Cancer of the prostate is uncommon before the age of 45, but in Western countries, other than skin cancer, it is the most common cancer in men over the age of 65 and became increasingly common during the twentieth century, especially in the latter part of the twentieth century.
This rapid rise in recorded incidence is due in part to the use of the prostate-specific antigens (PSA) test for detecting early subclinical prostate cancers or “latent” prostate cancers that might not have otherwise progressed to a clinical stage. The rise in apparent incidence of prostate cancer after the common use of PSA as a screening test is somewhat similar to the increased numbers of early breast cancers in the 1980s and 1990s after common use of mammography as a screening test. However, the PSA test is much less specific for prostate cancer; a raised index simply indicates increased prostate cell activity that may be due to benign prostate disease, latent prostate cancer or established prostate cancer. Evidence suggests that early breast cancers are unlikely to remain “latent” for any length of time, but “latent” prostate cancer may well remain non-invasive indefinitely.
The cause of prostate cancer is largely unknown but its association with old age is illustrated by the fact that in Western countries almost all men over the age of 90 have microscopic evidence of at least early prostate cancer.
There is a familial association of prostate cancer especially in younger men (below 55 years) and some of these are linked to mutations of the BRCA2 gene (see Sects. 2.4 and 2.5). The increased familial association is greater if male relatives have had prostate cancer, but there is also some increase in families with a high incidence in men on the mothers’ side of the family.
There is also an increased risk in men with a history of prostatitis.
Prostate cancer is now the second most common cancer in males in Western countries, after skin cancers, and it is second only to lung cancer as a cause of cancer death in men. In stark contrast epidemiological studies show that Asians, Africans and native Americans living in their traditional lifestyles have a low incidence of prostate cancer (see Appendix and Table 1).
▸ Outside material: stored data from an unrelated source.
PR #503, opened 2024-02-06
Isolate chats between accounts

### LINKED ISSUE #374: Chats should not persist between accounts. If I create a chat while signed into my Free account through Sourcegraph.com, I should not see that chat when I sign into my account through sourcegraph.sourcegraph.com.

exigow:
Fixes #374

## Test Plan

Prerequisite: You need two working accounts. Preferably one Free, and one Enterprise.

1. Switch to first account.
2. Send a message.
3. Switch to second account.
4. Send a message.

These two chats should be isolated between different accounts. Both accounts should have one conversation each. It doesn't matter if you're on FREE or Enterprise: every chat now is assigned to account.

You should also be able to switch between accounts while tokens are still being generated.

Note about migration: Old chats will preserved in the new schema. This works so that orphaned chats will be assigned to the currently active account.

### DIFF
--- a/src/main/kotlin/com/sourcegraph/cody/chat/AgentChatSession.kt
+++ b/src/main/kotlin/com/sourcegraph/cody/chat/AgentChatSession.kt
@@ -179,7 +179,7 @@ private constructor(
     }
     messages.add(message)
     chatPanel.addOrUpdateMessage(message)
-    HistoryService.getInstance().update(internalId, messages)
+    HistoryService.getInstance().update(project, internalId, messages)
   }
 
   @RequiresEdt
--- a/TESTING.md
+++ b/TESTING.md
@@ -18,6 +18,7 @@
     - [ ] [Autoscroll to latest message](#autoscroll-to-latest-message)
     - [ ] [Read chat history without interruptions](#read-chat-history-without-interruptions)
     - [ ] [Organize multiple chats](#organize-multiple-chats)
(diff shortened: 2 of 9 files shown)


exigow:
~TODO: What if users have serialized chats without an assigned userId? Should they see them on each account, or should be skipped during deser?~ fixed

src/main/kotlin/com/sourcegraph/cody/chat/AgentChatSession.kt
```diff
@@ -176,7 +176,7 @@ private constructor(
     }
     messages.add(message)
     chatPanel.addOrUpdateMessage(message)
-    HistoryService.getInstance().update(internalId, messages)
+    HistoryService.getInstance().update(project, internalId, messages)
```
pkukielka, line 182: `HistoryService` should have project automatically passed as a parameter to the class, as it is project-level service (current implementation of `HistoryService.getInstance` is incorrect as even IDE suggests).
I mostly fixed that on my PR with multi-repo.

pkukielka (approved):
LGTM

src/main/kotlin/com/sourcegraph/cody/chat/AgentChatSession.kt
exigow: Good point!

The highest incidence is in black males in the United States followed by white males in the United States, Europe and other Western countries. The lowest incidence of prostate cancer is in men in India and Southeast Asia and also in black males living in Africa. Men of Asian or African ethnicity who have lived all their lives in Western countries have a high risk and in Afro-Americans an even higher risk than in white males of those countries. This suggests that causes are more closely related to environmental factors rather than racial or genetic factors. It is likely that differences in diet may play a part because prostate cancer is less common in communities that have predominantly vegetarian diets.